* THE PROBLEM:
Can you return the records below exactly as they stand, but only from the first line through the one with "Why: both charts"?

* GIVEN DATA:
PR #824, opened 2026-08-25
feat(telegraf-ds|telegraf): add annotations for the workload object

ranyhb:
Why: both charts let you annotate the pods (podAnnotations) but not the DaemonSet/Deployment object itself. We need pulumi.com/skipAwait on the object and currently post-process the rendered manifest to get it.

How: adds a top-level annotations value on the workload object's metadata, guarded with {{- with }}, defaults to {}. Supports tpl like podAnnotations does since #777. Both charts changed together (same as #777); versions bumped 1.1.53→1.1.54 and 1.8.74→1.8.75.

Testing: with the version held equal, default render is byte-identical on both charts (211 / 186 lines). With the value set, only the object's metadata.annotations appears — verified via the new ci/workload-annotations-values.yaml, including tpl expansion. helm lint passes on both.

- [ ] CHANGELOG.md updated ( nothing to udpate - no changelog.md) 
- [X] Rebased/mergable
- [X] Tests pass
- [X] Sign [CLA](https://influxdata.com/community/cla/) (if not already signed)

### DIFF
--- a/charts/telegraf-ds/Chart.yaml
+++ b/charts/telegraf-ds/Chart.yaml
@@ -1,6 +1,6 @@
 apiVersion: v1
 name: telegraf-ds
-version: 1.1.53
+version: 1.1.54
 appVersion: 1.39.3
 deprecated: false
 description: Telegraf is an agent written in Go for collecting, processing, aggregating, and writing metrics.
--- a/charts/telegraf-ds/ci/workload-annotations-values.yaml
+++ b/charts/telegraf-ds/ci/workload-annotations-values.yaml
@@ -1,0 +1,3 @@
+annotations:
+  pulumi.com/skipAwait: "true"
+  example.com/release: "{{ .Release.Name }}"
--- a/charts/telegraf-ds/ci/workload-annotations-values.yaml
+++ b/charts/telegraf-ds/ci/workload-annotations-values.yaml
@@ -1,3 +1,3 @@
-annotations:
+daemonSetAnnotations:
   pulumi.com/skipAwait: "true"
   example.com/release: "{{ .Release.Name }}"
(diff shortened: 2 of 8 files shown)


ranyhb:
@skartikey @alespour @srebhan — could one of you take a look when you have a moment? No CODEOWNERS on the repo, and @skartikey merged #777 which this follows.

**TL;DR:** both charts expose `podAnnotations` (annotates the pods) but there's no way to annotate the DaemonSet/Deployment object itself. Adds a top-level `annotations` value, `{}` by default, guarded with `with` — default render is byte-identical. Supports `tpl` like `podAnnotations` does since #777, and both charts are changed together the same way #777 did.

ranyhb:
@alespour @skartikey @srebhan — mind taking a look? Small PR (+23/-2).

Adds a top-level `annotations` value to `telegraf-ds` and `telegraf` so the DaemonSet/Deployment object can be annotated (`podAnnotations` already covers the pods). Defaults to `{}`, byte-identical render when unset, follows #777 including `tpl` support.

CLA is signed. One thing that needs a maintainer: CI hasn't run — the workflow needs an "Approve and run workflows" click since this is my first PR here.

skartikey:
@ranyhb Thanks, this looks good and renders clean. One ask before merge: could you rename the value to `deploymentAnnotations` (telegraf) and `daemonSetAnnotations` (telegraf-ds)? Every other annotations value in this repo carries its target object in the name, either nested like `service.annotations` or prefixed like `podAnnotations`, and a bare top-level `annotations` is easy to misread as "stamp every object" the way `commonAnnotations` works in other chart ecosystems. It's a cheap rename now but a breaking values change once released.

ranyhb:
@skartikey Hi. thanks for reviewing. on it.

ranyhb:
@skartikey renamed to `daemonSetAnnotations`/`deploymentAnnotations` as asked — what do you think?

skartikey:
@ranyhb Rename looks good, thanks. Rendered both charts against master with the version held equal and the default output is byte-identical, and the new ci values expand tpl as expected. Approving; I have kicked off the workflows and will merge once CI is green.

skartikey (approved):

* WORKED SOLUTION:
PR #824, opened 2026-08-25
feat(telegraf-ds|telegraf): add annotations for the workload object

ranyhb:
Why: both charts let you annotate the pods (podAnnotations) but not the DaemonSet/Deployment object itself. We need pulumi.com/skipAwait on the object and currently post-process the rendered manifest to get it.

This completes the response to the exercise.